# Assunpink Lake (SJ Hawg Hunters) 6/21



## fish devil (Jun 25, 2014)

Tough day for most teams because of the 15" minimum. In the end Wade and Zeke opened a can of whoop azz on the field. They had 4 fish for 14.82 lbs. Shallow water was the key for bigger fish.
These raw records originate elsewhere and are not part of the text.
PR #110649, opened 2023-06-25
Add label trigger for Validation-Missing-Dependency

mdanish-kh:
cc @Trenly @stephengillie

Related PR https://github.com/microsoft/winget-pkgs/pull/110640

-----

 ###### Microsoft Reviewers: codeflow:open?pullrequest=https://github.com/microsoft/winget-pkgs/pull/110649&drop=dogfoodAlpha

### DIFF
--- a/.github/policies/labelAdded.validationMissingDependency.yml
+++ b/.github/policies/labelAdded.validationMissingDependency.yml
@@ -25,7 +25,7 @@ configuration:
                 Hello @${issueAuthor},
 
 
-                It seems that a specified package dependency does not exist in the repository. Please double-check the spellings and ensure that the dependency is not available under a different PackageIdentifier. If the dependency is indeed missing, you may consider contributing it to the repository.
+                The validation pipeline could not locate a specified dependency. Please review the spelling and check whether the dependency is associated with a different identifier.
 
 
                 Template: msftbot/validationError/missingDependency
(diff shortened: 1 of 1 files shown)


.github/policies/labelAdded.validationMissingDependency.yml
```diff
@@ -0,0 +1,43 @@
...
+          - payloadType: Pull_Request
+          - labelAdded:
+              label: Validation-Missing-Dependency
+        then:
+          - addReply:
+              reply: >-
+                Hello @${issueAuthor},
+
+
+                It seems that a specified package dependency does not exist in the repository. Please double-check the spellings and ensure that the dependency is not available under a different PackageIdentifier. If the dependency is indeed missing, you may consider contributing it to the repository.
```
Trenly, line 28: I know this is specific to PackageDependencies right now, but WindowsFeatures dependencies are in experimental. Maybe the message needs to consider both of them? Of course we could always update it later too, so I'm fine with this as-is, just something to think about.

Trenly (approved):

Trenly (approved):

.github/policies/labelAdded.validationMissingDependency.yml
mdanish-kh: Thanks for pointing this out, I forgot there were multiple types of dependencies. Would love to see specific labels and messages for each type of dependency but until then we can have a generic message.

denelon (approved):

mdanish-kh:
cc @denelon Can you tag `Validation-Missing-Dependency` as a test?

The deeper parts coughed up a lot of shorts.

South Jersey Hawg Hunters
Date: 6/21/2014
Format: Six bass limit, 15 inch minimum.
Weather: Warm, mostly sunny, light breeze.

Results: 

1. Zellman/Schoonover Team (Zeke Zellman & Wade Schoonover)
Total Bass/Weight = 4 / 14.82 lbs Points = 25

2. Snyder/G.Lentz Team (Dennis Snyder & Greg Lentz)
Total Bass/Weight = 2 / 5.78 lbs Points = 9

3. Duckardt/O.Summers Team (Bill Duckardt & Orie Summers)
Total Bass/Weight = 1 / 3.98 lbs Points = 6

4. F.Lentz/Nemeth Team (Fred Lentz & Joe Nemeth)
Total Bass/Weight = 1 / 3.28 lbs Points =4

5. Oeser/Merlock Team (Chris Oeser & Ken Merlock)
Total Bass/Weight = 1 / 2.78 lbs Points = 3

6. Franchetta/Stubbins Team (Al Franchetta & Jenn Stubbins)
Total Bass/Weight = 1 / 2.45 lbs Points = 2

7. Bowen/Ridel Team (Scott Bowen & Bill Ridel)
Total Bass/Weight = 0 Points = 1

7. J.Miller/M.Miller Team (Jim Miller & Mark Edmeads)
Total Bass/Weight = 0 Points = 1

7. S.Summers/L.Summers Team (Sean Summers & Tyler Covely)
Total Bass/Weight = 0 Points = 1

Winning Lunker Weight - 5.70 lbs (Wade Schoonover)

Next Club Tournament: Rainbow Lake – Saturday, June 28, 5:30 AM to 11:30 AM. Five bass limit, 12” minimum length


----------